Often times, there is great irony in the concept of family. We have no problem getting angry at our parents for asking too many questions about our lives, when in fact we would probably be more offended if they didn’t. We want our mother’s to do our laundry and cook for us when we come home, however, we scowl at the idea of a having a curfew. We want to be independent and thought of as adults, but we rely on the twenty dollars Grandma sends each month in the mail. Being part of a family is like being part of a team. Everyone sticks together through thick and thin, but it’s easy to get mad when somebody fumbles the ball.
Growing up is hard for everyone. No matter how hard we try to avoid the pressures of becoming an adult, we can’t. Dilemmas such as how many people you should invite to your birthday party or which power ranger you should dress up as for Halloween, quickly turn into which college you want to attend or even what you plan on doing for the rest of your life. As I was going through that era of my adolescence, I did not see how important my family was to me. In fact, I tried to push them away. I felt that I needed to get through all those decisions by myself and I would not accept help from anyone. As the tension escalated, arguments grew even louder and the moments of silence grew even quieter. I soon realized that my family was not going anywhere, and instead of shutting them out, I should embrace their love and support. Family means unconditional love, and my family was going to be there no matter what.
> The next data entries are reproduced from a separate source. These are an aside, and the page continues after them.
PR #1157, opened 2026-03-06
Bind Policies to specific Gateways

howardjohn:
~Draft pending https://github.com/istio/istio/pull/59342~

Like https://github.com/agentgateway/agentgateway/pull/1147 but for policies. Original work in https://github.com/kgateway-dev/kgateway/pull/13247 but changed a lot since then.

Lots of changes... to facilitate this.
* merge redundant types: TypedResource, ParentKey, utils.typednamespacename since we need to use them as a consistent thing (https://github.com/agentgateway/agentgateway/issues/1161)
* Instead of just 'ancestors', which is a Backend --> Gateway index, build a new "References" index that can take any type (gateway, listenerset, route, backend) and reverse it to the Gateway(s) its a part of.
* Add a test for ancestors to make sure all combinations of {ListenerSet,RouteTYpe,BackendType} works. I didn't think ListenerSet would pass but it did which is great, so no change needed there.
* Extend the 'route attachment' object to include the Gateway. Before, we have Route --> Gateway OR ListenerSet. Its trivial to add a new Gateway field that always has the Gateway in the case of a ListenerSet, which gives us our Route --> ListenerSet mapping.
* We do NOT have a ListenerSet --> Gateway mapping. its trivial to add,  but not needed until we actually support ListenerSet in AGWPolicy.
* Change all the golden tests to consistently use the full TestSyncer flow, which allows them to get ReferenceIndex.
  * As a side effect, the YAML changes a bit. I ran each one through Codex and it found many real issues which I have no fixed and it gives a clean bill of 'these changes are formatting only'.
  * Real bug found unrelated to this change: response and request header modifiers used the same key, so you could only set one and the other was dropped.

### DIFF
--- a/controller/pkg/agentgateway/plugins/testdata/backendpolicy/ai.yaml
+++ b/controller/pkg/agentgateway/plugins/testdata/backendpolicy/ai.yaml
@@ -114,7 +114,10 @@ spec:
 ---
 # Output
 output:
-- resource:
+- gateway:
+    Name: test
+    Namespace: default
+  resource:
     policy:
       backend:
         ai:
@@ -177,7 +180,10 @@ output:
           kind: HTTPRoute
           name: test
           namespace: default
-- resource:
+- gateway:
+    Name: test
+    Namespace: default
+  resource:
     policy:
       key: traffic/default/agw:rbac:default/test
       name:
--- a/controller/hack/utils/oss_compliance/osa_provided.md
+++ b/controller/hack/utils/oss_compliance/osa_provided.md
@@ -4,7 +4,7 @@ Name|Version|License
 [anthropics/anthropic-sdk-go](https://github.com/anthropics/anthropic-sdk-go)|v1.26.0|MIT License
 [retry-go/v4](https://github.com/avast/retry-go)|v4.7.0|MIT License
 [xds/go](https://github.com/cncf/xds)|v0.0.0-20260202195803-dba9d589def2|Apache License 2.0
-[go-control-plane/envoy](https://github.com/envoyproxy/go-control-plane)|v1.37.1-0.20260227072845-439e4fd5530c|Apache License 2.0
+[go-control-plane/envoy](https://github.com/envoyproxy/go-control-plane)|v1.37.1-0.20260308004542-b60714bc2ea3|Apache License 2.0
 [ghodss/yaml](https://github.com/ghodss/yaml)|v1.0.1-0.20190212211648-25d852aebe32|MIT License
 [go-jose/v4](https://github.com/go-jose/go-jose)|v4.1.3|Apache License 2.0
 [go-logr/logr](https://github.com/go-logr/logr)|v1.4.3|Apache License 2.0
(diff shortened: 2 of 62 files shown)


controller/pkg/agentgateway/plugins/testdata/backendpolicy/ai.yaml
```diff
@@ -114,83 +114,85 @@ spec:
 ---
 # Output
 output:
-- Policy:
```
npolshakova: This is a test-util xds only rename, right? So we don't need to label it as breaking?

controller/pkg/agentgateway/plugins/reference_indexes.go
```diff
@@ -0,0 +1,81 @@
...
+func (p ReferenceIndex) LookupGatewaysForTarget(ctx krt.HandlerContext, object utils.TypedNamespacedName) sets.Set[types.NamespacedName] {
+	switch object.Kind {
+	case wellknown.GatewayGVK.Kind:
+		// Trivial case
+		return sets.New(object.NamespacedName)
+	case wellknown.HTTPRouteGVK.Kind, wellknown.GRPCRouteGVK.Kind, wellknown.TCPRouteGVK.Kind, wellknown.TLSRouteGVK.Kind:
+		gateways := sets.New[types.NamespacedName]()
+		for _, indexed := range krt.Fetch(ctx, p.attachments, krt.FilterKey(object.String())) {
+			for _, ancestor := range indexed.Objects {
+				gateways.Insert(ancestor.Gateway)
```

The process of rebuilding my relationship with my family was a long one. It wasn’t as if I just woke up one morning and everything was better. There were, and still are, moments of tension and frustration; but they blow over this time. Being part of a family is hard work. Each member must put in the effort; the effort to listen, to understand and to offer support. My family is kind of like an old Victorian house; the floorboards creak and the pipes leak, but it stands there tall, strong and more beautiful now then it was when first built.
It was with through these experiences with my family that I have learned how important they are to me. In a world filled with so much hatred and violence, it is hard to believe in anything good; however I still, and always will, believe in family.